Generators can also receive values (the precursor to coroutines):

def accumulator():
    total = 0
    while True:
        value = yield total
        total += value

acc = accumulator()
next(acc)          # prime it, returns 0
acc.send(10)       # returns 10
acc.send(20)       # returns 30
acc.send(5)        # returns 35

2. Decorators

Decorators are higher-order functions that modify the behavior of functions or classes.

2.1 Basic Decorator

import functools
import time

def timer(func):
    @functools.wraps(func)  # preserve original function metadata
    def wrapper(*args, **kwargs):
        start = time.perf_counter()
        result = func(*args, **kwargs)
        elapsed = time.perf_counter() - start
        print(f"{func.__name__} took {elapsed:.4f}s")
        return result
    return wrapper

@timer
def slow_function():
    time.sleep(1)

2.2 Decorators with Parameters

def retry(max_attempts=3, delay=1):
    def decorator(func):
        @functools.wraps(func)
        def wrapper(*args, **kwargs):
            for attempt in range(max_attempts):
                try:
                    return func(*args, **kwargs)
                except Exception as e:
                    if attempt == max_attempts - 1:
                        raise
                    time.sleep(delay)
        return wrapper
    return decorator

@retry(max_attempts=5, delay=0.5)
def unreliable_api_call():
    ...

2.3 Class Decorators

def singleton(cls):
    instances = {}
    @functools.wraps(cls)
    def get_instance(*args, **kwargs):
        if cls not in instances:
            instances[cls] = cls(*args, **kwargs)
        return instances[cls]
    return get_instance

@singleton
class Database:
    def __init__(self):
        print("Connecting...")

3. Context Managers

3.1 Class-Based Implementation

class FileManager:
    def __init__(self, filename, mode):
        self.filename = filename
        self.mode = mode
        self.file = None

    def __enter__(self):
        self.file = open(self.filename, self.mode)
        return self.file

    def __exit__(self, exc_type, exc_val, exc_tb):
        self.file.close()
        return False  # do not suppress exceptions

with FileManager("test.txt", "w") as f:
    f.write("Hello")

3.2 contextlib-Based Implementation

from contextlib import contextmanager

@contextmanager
def timer_context(name):
    start = time.perf_counter()
    try:
        yield  # code in the with block executes here
    finally:
        elapsed = time.perf_counter() - start
        print(f"{name}: {elapsed:.4f}s")

with timer_context("Training"):
    model.fit(X, y)

4. Metaclasses

A metaclass is a class of a class -- it controls the creation process of classes themselves.
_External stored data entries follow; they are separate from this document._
PR #405, opened 2023-04-21
Remove unnecessary nupkg file and update nuspec

sayanshaw24:


snnn (approved):

wenbingl (approved):

nuget/NativeNuget.nuspec
```diff
@@ -3,14 +3,14 @@
...
-	<version>0.8.0</version>
+	<version>0.8.0-alpha</version>
 	<authors>Microsoft</authors>
 	<owners>Microsoft</owners>
 	<description>ONNX Runtime Extensions NuGet Package</description>
 	<!-- TODO: Update release notes prior to 0.8.0 release with new features here -->
 	<releaseNotes>
 		General
-		1. New custom operators: RobertaTokenizer, ClipTokenizer, EncodeImage, DecodeImage
+		1. New custom operators: Whisper, YOLO, RobertaTokenizer, ClipTokenizer, EncodeImage, DecodeImage
```
skottmckay, line 13: nit: The custom operator is to draw bounding boxes. Should be usable by any object detection model. YOLO is just a use case, so listing the operator name is probably more meaningful.

sayanshaw24: sounds good, i believe i'm supposed to get the updated release notes as needed from nat, will update them when i get them, YOLO was something i just added for the time being.

PR #407, opened 2023-04-26
Add a nuget test app

wenbingl:


test/nuget/ClipTokenizerTest/cliptok.onnx
sayanshaw24, line 1: can we use some existing model in test/data folder (like test_bert_tokenizer.onnx) and use that to test so we don't have to add another onnx file to the repo?

test/nuget/ClipTokenizerTest/Program.cs
```diff
@@ -0,0 +1,39 @@
...
+            {
+                SessionOptions sessionOptions = new();
+                // Register the onnxruntime-extensions DLL for the custom ops.
+                sessionOptions.RegisterCustomOpLibraryV2(extensionsDllName, out handle);
+
+                var tokenizeSession = new InferenceSession(modelFilePath, sessionOptions);
+                var inputTensor = new DenseTensor<string>(new string[] { "This is a test string for tokenizer" }, new int[] { 1 });
+                var inputString = new List<NamedOnnxValue> { NamedOnnxValue.CreateFromTensor<string>("string_input", inputTensor) };
+                var tokens = tokenizeSession.Run(inputString);
+                var ids = tokens.First();
```
sayanshaw24, line 33: can you add an assert here and just hardcode the expected input ids from a python run so it functions as a test since it is classified as a test? or we could move this entire test app to the tutorials folder perhaps?

probably better and easier to do the first option.

test/nuget/ClipTokenizerTest/cliptok.onnx
wenbingl: we don't have .net CI pipeline, it would be make more sense to move it to tutorial folder.
I will do it later.

tutorials/demo4dotnet/ClipTokenizerTest/cliptok.onnx
sayanshaw24, line 1: should we move the cliptok model to test/data or some common folder so when we have an e2e python tutorial for clip too we can use the same model without confusion as to why it is under the demo4dotnet?

sayanshaw24 (approved):

tutorials/demo4dotnet/ClipTokenizerTest/cliptok.onnx
wenbingl: This demo project should be free to copy, it will bring some trouble to users if there is some data file dependency on other folders.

class SingletonMeta(type):
    _instances = {}

    def __call__(cls, *args, **kwargs):
        if cls not in cls._instances:
            cls._instances[cls] = super().__call__(*args, **kwargs)
        return cls._instances[cls]

class Database(metaclass=SingletonMeta):
    def __init__(self):
        self.connection = "connected"

# Database() is Database()  => True

Practical applications of metaclasses:

  • Django ORM: uses metaclasses to automatically map class attributes to database fields
  • ABC: abc.ABCMeta implements abstract base classes
  • dataclass: the @dataclass decorator internally uses metaclass techniques

5. GIL (Global Interpreter Lock)

5.1 What is the GIL

The GIL (Global Interpreter Lock) is a mutex in CPython that ensures only one thread executes Python bytecode at any given time.

Thread 1: ████----████----████
Thread 2: ----████----████----
           ↑ only one thread executes at a time

5.2 Impact of the GIL

Scenario Impact Recommendation
CPU-bound Multi-threading cannot utilize multiple cores Use multiprocessing
I/O-bound GIL is released during I/O waits Multi-threading is effective
C extensions Can manually release the GIL NumPy, etc. are already optimized

5.3 Bypassing the GIL

# Option 1: multiprocessing
from multiprocessing import Pool
with Pool(4) as p:
    results = p.map(cpu_intensive_func, data)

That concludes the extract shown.